=== Work to be completed ===
Go through the lines below. Copy those with "chars".

=== Source data ===
*****
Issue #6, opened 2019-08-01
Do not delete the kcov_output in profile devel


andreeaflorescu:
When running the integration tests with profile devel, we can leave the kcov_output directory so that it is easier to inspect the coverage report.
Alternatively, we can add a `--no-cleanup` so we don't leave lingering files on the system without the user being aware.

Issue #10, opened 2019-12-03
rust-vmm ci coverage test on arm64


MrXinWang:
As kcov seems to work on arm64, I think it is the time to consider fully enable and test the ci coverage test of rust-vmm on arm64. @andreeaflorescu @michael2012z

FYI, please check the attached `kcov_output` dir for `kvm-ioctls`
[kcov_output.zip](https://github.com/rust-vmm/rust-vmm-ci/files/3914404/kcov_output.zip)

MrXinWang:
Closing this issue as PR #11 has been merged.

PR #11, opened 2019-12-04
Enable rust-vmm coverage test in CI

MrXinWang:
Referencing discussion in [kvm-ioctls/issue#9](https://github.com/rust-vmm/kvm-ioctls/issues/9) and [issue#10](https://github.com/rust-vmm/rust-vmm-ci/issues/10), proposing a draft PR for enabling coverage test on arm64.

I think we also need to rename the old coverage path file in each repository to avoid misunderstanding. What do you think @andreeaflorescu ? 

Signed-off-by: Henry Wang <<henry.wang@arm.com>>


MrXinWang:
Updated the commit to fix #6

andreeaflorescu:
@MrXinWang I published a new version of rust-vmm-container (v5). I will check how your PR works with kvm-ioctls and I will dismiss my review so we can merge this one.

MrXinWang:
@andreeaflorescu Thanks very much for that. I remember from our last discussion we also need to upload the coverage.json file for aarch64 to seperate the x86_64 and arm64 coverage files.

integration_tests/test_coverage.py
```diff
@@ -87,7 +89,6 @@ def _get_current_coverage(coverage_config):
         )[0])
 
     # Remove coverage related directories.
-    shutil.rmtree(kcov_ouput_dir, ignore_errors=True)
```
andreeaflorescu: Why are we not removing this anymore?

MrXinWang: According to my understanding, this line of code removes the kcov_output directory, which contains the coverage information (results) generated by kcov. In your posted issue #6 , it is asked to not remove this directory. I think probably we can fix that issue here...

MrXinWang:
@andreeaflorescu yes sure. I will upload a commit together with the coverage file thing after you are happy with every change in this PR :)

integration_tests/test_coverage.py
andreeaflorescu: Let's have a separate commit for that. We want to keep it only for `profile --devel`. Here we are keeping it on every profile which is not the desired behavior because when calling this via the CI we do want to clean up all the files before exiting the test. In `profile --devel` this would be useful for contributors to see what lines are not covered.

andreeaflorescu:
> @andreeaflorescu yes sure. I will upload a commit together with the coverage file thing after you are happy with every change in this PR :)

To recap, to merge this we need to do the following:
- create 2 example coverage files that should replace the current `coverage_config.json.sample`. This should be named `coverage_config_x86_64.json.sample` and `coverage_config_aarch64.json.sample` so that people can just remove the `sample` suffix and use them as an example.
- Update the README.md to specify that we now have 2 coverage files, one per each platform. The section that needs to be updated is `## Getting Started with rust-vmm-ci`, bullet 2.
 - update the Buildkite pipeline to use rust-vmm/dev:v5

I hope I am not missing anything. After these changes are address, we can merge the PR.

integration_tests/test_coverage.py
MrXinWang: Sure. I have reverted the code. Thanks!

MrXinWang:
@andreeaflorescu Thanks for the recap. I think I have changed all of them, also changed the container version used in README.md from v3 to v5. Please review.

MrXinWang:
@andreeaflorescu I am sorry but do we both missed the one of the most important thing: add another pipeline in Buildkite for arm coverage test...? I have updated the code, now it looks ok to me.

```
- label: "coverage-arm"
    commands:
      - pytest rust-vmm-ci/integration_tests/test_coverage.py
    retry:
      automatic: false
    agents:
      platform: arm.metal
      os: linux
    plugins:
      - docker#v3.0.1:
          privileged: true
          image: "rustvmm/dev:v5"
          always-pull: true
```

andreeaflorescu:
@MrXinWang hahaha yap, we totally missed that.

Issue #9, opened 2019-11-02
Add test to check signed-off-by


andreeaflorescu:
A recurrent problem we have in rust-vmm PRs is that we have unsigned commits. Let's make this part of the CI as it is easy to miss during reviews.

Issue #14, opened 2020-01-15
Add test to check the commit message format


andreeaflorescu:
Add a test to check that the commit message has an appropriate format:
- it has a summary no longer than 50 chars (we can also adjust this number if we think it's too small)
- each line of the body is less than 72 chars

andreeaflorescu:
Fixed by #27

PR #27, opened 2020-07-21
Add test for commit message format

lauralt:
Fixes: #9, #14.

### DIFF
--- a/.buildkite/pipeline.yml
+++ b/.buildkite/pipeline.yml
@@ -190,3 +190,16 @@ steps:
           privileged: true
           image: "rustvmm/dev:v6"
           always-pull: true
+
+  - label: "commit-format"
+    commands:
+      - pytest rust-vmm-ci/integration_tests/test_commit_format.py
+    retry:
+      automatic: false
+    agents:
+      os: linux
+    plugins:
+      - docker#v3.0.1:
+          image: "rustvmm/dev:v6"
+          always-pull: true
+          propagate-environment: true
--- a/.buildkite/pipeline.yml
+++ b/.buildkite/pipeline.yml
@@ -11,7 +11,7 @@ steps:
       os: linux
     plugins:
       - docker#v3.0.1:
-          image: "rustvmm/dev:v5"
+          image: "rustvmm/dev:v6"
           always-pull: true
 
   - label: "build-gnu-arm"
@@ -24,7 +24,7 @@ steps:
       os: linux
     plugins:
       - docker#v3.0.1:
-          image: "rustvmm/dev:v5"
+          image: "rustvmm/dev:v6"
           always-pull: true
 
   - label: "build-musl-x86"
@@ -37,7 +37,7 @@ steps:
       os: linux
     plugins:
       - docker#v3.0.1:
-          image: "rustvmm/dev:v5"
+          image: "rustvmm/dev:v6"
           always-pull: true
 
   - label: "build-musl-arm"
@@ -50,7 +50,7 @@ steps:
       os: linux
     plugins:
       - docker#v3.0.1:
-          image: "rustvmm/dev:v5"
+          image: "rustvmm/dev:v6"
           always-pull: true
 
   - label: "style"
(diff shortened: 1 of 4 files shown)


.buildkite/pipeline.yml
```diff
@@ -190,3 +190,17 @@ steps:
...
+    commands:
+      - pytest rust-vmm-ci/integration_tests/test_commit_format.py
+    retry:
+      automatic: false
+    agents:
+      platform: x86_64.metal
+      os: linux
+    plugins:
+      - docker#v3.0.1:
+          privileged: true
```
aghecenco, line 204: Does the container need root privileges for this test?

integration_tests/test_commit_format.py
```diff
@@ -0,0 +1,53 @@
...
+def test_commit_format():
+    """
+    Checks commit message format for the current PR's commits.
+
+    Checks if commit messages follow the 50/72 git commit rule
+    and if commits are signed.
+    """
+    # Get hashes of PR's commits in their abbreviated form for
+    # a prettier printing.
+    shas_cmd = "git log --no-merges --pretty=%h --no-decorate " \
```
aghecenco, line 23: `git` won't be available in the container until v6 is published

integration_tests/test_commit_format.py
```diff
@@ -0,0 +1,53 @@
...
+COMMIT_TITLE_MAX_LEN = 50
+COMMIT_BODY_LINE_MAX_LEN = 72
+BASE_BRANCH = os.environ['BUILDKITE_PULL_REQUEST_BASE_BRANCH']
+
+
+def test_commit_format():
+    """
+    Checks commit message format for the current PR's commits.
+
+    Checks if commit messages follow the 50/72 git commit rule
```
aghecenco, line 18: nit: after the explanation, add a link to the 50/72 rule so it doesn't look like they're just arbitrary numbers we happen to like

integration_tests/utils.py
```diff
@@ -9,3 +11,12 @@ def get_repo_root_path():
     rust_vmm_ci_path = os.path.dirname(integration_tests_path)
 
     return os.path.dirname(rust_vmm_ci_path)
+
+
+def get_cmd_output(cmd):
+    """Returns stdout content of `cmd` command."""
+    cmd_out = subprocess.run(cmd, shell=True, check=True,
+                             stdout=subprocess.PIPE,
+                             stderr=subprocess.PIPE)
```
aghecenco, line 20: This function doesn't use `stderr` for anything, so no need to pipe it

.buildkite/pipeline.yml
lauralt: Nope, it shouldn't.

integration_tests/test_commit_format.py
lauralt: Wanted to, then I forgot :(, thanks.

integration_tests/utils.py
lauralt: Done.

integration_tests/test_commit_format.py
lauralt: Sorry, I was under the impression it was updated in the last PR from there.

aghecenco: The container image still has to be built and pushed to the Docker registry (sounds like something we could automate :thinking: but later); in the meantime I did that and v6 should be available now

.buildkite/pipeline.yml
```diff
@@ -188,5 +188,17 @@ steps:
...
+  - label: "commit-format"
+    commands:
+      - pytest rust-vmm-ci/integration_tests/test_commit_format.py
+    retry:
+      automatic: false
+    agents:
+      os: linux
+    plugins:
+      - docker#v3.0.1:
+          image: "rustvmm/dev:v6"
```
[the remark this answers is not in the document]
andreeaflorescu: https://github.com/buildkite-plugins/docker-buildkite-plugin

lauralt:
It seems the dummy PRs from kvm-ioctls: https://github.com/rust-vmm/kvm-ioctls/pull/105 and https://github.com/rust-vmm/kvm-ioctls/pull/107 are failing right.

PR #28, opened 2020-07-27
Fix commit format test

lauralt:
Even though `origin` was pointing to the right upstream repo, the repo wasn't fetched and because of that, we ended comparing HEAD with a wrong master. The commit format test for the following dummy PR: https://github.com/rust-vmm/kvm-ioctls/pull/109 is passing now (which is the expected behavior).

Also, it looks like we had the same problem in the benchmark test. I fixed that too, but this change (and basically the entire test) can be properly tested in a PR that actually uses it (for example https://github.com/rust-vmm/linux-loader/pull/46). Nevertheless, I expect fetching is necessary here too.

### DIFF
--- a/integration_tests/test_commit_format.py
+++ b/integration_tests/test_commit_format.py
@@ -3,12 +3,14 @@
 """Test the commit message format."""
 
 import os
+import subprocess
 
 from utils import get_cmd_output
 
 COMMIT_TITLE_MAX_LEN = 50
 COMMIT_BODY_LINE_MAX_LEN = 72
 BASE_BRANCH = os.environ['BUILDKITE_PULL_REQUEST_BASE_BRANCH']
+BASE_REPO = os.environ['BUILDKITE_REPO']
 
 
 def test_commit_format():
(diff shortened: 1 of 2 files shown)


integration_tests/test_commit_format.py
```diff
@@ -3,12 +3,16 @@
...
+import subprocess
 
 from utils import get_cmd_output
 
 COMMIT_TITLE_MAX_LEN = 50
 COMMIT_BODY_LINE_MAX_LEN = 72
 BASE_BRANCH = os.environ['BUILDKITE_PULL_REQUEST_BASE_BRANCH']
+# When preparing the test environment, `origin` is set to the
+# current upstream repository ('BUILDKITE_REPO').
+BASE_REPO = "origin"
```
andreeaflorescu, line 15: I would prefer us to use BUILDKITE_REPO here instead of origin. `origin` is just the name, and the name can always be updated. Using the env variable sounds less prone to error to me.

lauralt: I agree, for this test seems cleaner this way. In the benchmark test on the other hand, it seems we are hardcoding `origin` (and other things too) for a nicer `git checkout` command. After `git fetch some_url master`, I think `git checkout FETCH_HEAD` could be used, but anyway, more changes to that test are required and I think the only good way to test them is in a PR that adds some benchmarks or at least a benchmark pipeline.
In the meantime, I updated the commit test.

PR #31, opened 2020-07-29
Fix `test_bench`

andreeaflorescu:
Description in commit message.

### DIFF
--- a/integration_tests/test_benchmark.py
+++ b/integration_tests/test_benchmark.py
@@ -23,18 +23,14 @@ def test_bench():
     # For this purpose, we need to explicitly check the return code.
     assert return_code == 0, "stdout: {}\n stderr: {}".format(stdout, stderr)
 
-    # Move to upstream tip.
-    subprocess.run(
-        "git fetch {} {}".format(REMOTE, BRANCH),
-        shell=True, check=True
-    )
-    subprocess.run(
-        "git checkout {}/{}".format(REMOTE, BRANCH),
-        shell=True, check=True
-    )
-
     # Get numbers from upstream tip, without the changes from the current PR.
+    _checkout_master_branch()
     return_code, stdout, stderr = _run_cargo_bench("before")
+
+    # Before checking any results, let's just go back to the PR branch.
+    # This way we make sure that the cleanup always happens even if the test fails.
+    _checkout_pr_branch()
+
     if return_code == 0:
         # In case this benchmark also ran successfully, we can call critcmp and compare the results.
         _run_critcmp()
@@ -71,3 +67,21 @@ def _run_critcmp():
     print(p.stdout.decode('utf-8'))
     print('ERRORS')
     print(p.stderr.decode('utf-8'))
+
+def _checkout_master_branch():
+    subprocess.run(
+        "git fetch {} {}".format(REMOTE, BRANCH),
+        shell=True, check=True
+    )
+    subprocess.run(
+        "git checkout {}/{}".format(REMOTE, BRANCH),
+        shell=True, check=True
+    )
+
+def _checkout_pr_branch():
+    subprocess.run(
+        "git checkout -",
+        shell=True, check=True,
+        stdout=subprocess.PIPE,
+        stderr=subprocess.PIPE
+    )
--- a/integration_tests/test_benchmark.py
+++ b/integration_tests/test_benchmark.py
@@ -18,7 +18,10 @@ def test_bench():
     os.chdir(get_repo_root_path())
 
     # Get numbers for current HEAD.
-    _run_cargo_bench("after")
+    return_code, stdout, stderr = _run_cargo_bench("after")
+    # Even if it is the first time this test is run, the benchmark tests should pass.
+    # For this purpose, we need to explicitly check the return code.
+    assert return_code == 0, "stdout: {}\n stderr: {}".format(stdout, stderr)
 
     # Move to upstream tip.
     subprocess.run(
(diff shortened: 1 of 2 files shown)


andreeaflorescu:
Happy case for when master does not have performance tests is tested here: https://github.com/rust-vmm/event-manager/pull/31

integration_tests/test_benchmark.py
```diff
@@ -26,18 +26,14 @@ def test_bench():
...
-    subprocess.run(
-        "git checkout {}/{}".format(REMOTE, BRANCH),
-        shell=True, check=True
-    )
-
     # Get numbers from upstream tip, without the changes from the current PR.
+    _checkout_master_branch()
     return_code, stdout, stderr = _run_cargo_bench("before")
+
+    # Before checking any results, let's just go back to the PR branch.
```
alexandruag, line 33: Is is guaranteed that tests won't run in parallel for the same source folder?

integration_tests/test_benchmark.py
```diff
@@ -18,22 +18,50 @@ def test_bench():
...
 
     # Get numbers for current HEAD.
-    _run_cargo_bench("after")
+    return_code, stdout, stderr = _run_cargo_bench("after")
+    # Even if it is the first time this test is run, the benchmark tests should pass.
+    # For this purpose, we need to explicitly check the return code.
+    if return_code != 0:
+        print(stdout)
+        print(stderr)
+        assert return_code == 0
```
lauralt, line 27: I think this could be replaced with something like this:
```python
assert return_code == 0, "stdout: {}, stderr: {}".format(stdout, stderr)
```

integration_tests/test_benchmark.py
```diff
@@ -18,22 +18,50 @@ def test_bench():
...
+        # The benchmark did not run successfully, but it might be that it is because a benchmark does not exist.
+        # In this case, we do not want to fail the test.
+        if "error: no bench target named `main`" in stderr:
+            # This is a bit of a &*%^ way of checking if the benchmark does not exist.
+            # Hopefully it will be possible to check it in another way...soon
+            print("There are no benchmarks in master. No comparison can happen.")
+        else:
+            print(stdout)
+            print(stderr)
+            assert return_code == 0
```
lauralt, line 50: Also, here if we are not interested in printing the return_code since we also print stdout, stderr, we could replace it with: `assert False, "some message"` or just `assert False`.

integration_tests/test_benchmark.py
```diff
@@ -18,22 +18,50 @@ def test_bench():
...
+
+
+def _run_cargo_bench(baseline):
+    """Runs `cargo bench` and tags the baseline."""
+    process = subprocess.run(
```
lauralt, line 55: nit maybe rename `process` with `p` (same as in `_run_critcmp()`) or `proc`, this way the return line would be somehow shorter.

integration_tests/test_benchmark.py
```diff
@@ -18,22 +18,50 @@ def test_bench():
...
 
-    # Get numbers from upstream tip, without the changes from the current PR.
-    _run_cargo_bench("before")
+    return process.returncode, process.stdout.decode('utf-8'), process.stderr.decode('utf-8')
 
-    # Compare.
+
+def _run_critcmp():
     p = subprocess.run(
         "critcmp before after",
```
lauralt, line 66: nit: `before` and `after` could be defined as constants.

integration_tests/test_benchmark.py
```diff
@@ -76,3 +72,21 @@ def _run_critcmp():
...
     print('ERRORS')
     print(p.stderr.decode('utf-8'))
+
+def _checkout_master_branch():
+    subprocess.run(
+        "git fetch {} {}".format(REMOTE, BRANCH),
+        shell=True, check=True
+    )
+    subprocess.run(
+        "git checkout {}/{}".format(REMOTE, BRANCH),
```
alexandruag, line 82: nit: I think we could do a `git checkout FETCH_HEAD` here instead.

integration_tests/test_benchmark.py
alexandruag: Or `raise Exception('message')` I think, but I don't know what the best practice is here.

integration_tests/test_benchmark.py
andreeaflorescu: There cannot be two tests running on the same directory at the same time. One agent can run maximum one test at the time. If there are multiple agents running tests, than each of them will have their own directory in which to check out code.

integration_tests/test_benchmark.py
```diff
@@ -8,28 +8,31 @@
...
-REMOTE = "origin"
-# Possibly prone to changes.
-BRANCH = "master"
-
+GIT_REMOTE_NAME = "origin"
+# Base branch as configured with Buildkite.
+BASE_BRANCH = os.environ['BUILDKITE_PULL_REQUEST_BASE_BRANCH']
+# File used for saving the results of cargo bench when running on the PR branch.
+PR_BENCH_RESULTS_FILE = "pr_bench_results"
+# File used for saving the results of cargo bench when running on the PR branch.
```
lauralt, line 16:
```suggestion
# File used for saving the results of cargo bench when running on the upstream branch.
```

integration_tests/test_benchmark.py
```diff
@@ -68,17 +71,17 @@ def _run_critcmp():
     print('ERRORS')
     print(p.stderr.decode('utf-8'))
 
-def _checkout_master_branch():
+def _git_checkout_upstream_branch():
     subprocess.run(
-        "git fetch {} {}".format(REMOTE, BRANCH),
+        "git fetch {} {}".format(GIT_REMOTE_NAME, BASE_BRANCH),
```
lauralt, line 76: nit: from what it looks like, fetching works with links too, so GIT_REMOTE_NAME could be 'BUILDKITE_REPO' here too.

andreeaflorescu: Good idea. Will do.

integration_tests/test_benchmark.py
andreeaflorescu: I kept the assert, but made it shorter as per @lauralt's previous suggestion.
*****
=== Answer ===
- it has a summary no longer than 50 chars (we can also adjust this number if we think it's too small)
- each line of the body is less than 72 chars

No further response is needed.